# Argh, any advice?



## Mantis_Whisper (May 23, 2008)

Okay, I've had these ghosts for forever, and I really want some baby ghosts from them. However none of them what so ever want to comply.

My female has been an adult for almost a month, her mates about anywhere from two weeks- four weeks.

However this is my third time trying to pair up my female, and I've tried with all three males! I've done everything I've read about, feed the female and male till they refused food, put them together a bit before dusk, kept them warm, but nothing! The female attacks the male, bats him away, goes into threat poses when she sees him, and the male just runs away (even the ones she doens't threaten!). I even kept them in the same cage for a good four hours, but the males refuse to be near her, and she refuses to let them near....
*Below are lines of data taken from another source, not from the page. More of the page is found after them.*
PR #3730, opened 2023-01-09
Merge `Type` and `Aggregate` into a copyable `Type`

vaivaswatha:
This is the second step towards achieving #2819.

Combining Type and Aggregate into a single data structure enables offset computations for complex indexing (i.e., a nesting of arrays and structs) which will be needed when we introduce GEPs. The new function `get_indexed_type` does this computation.

The core of this PR is in `irtype.rs`. Everything else is just to accommodate that.


otrho (commented):
This is great, but... 🙂 

I assume you've introduced the 'basic' types thing to avoid adding the semi-redundant types to the `Instruction`s so that we can continue to pass an immutable context to `get_type()`?  It feels a bit clunky, like an unwanted dependency, where if we have a new instruction with a new type (who knows, `u128` or something?) then we need to be sure to add this type to the basic types too else it could panic.

I still prefer the method of putting the return type for each instruction in the `Instruction`, created with a mutable context when the instruction is created.  Then remove all the proposed `Type::get_X()` methods and rename the `Type::new_X()` to `get_X()`, having them take a mutable context and call `Type::get_or_create...`

But I could be convinced otherwise..?

vaivaswatha:
>where if we have a new instruction with a new type (who knows, u128 or something?) then we need to be sure to add this type to the basic types too else it could panic.

No it wouldn't panic, unless you add a `get_u128` method too AND you don't add that to the `create_basic_types`. and even then, it's a simple fix. Without a `get` method, you're forced to use a `new` method with a mutable context.

This is a whole lot simple than every instruction tracking its type (which is a redundant thing to do). Type is (most often) a static property of the op code, not dynamic.

vaivaswatha:
Moreover, it's also about having easy (i.e., with just an immutable context) to types, especially in places such as the verifier (or another analysis tomorrow, which doesn't modify things, just analyses). In all these cases, we want to be able to, in an easy way, handle different basic types without needing a mutable context, independent of instructions.

otrho:
Hrrm, I'm still not convinced that this is simpler than just adding the types to the instructions (as most of them carry their type already anyway).  It niggles at me that we're priming the context for some special cases, which as we add more functionality and more backend targets like EVM and MidenVM that type list could/should grow.

I say simpler because it's

* adding some obvious, invariant, semi-redundant type fields to some instructions.

versus

* having all the `Type::get_X()` _as well as_ `Type::new_X()`
* having those `Type::get_u64()`, `Type::get_u8()` special case methods when `Type::get_uint(n)` should be enough.
* having a list of primed types in `Type::create_basic...` and then priming the `Context` in `default()`.
* needing to be sure that if we allow other ways to create a `Context` in the future, via `new()` or something, that they all prime it too.

I'm not sure what you mean with the verifier.  It wouldn't need to create types via `Type::get_X()`, would it?  It's only asking if a type matches, via `Type::get_content()` or `Type::is_X()`, no?

vaivaswatha:
This is the smallest way to combine `Aggregate` into `Type`, which is the goal. Having types as part of Instructions, if we find that really necessary, can always be done later. It wouldn't be wise to touch `Instruction` too as part of this PR. That would be going into the same set of large unmanageable changes we stumbled upon previously.

otrho (approved):
OK, I still don't like priming the `Context` but approving for now.

vaivaswatha:
> OK, I still don't like priming the `Context` but approving for now.

I understand. I'd be happy to revisit this later once we're done with #2819.

Re-requesting for review as I had to fix a merge conflict.

mohammadfawaz (approved):
Approving as there seems to be agreement on this solution in the short term.

That being said, I actually agree with Toby that adding types to instructions is cleaner. In principle, adding a new instruction should be as simple as adding an enum variant for it and very little to no changes in `Instruction.rs` or `irtypes.rs`. We shouldn't need to rely on a function `get_type`, that will keep growing forever, to get the type of each instructions/intrinsic.

vaivaswatha:
>In principle, adding a new instruction should be as simple as adding an enum variant for it and very little to no changes in `Instruction.rs` `irtypes.rs.`

That's how it'll be now also. Adding a new instruction doesn't need changes in `type.rs`. It's only when we add a new `Type` that there's a difference. More :point_down: 

>We shouldn't need to rely on a function `get_type` that will keep growing forever, to get the type of each instructions/intrinsic.

In either approach, we will still need a `get_type` added if we add a new `Type` to the type system of the IR (not when we add new instructions or intrinsics). The only difference would be, if we add a new primitive `Type`, we'll have to add it to the list of primitive types that are [initialised](https://github.com/FuelLabs/sway/blob/9b85da99c3179251d3001aecfe258954b338de92/sway-ir/src/irtype.rs#L48) when `Context` is created. Otherwise we cannot give it a `get_type` method that takes in a non-mutable context. We can only provide a `new_type` (read as `get_or_create_type`) method that takes in a `&mut`.

vaivaswatha:
I realised that you meant the `get_type` method on Instruction (and not the get[*type*] methods that are there in irtype.rs). In which case the second part of my explanation doesn't address that.
If we indeed want an IR where types are stored as part of the IR, we can do that separately (as I mentioned earlier). But when Toby suggested it, that wasn't the goal. It was a workaround to not need `&mut` context to just get `Type`s. So having `Type`s as part of the IR, even though adding redundancy was a solution with that tradeoff.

Does anyone have any advice or have been in this sitiution before? I really want to get her mated before she lays and I'm just so frustrated. :angry:


----------



## Rob Byatt (May 24, 2008)

It sounds like you are putting the male into the females enclosure - it won't woork this way. The male need to be settled and then introduce the female infront of him.

Another thing - leave them another two weeks before you try again.

rob.


----------



## Mantis_Whisper (May 24, 2008)

Rob Byatt said:


> It sounds like you are putting the male into the females enclosure - it won't woork this way. The male need to be settled and then introduce the female infront of him.Another thing - leave them another two weeks before you try again.
> 
> rob.


Nope, all in the males' enclourse, and I guess I'll try again in two weeks, thanks.


----------



## Rob Byatt (May 24, 2008)

Mantis_Whisper said:


> Nope, all in the males' enclourse, and I guess I'll try again in two weeks, thanks.


It still sounds odd. If you are doing it correctly the female won't know about the male until he's on her back  Make sure that when you introduce the female, she is facing away from the male and directly infront of him.


----------



## macro junkie (May 24, 2008)

i had my male and female living together from 3rd instar to adult..after the female was adult for 19 days and the male adult for 3 weeks he jumped on her,they mated fine,not sure why you female is attacking your male as mine never do that..Are your feeding them enough?i make sure theres food in the cage 24/7


----------



## Mantis_Whisper (May 24, 2008)

Rob Byatt said:


> It still sounds odd. If you are doing it correctly the female won't know about the male until he's on her back  Make sure that when you introduce the female, she is facing away from the male and directly infront of him.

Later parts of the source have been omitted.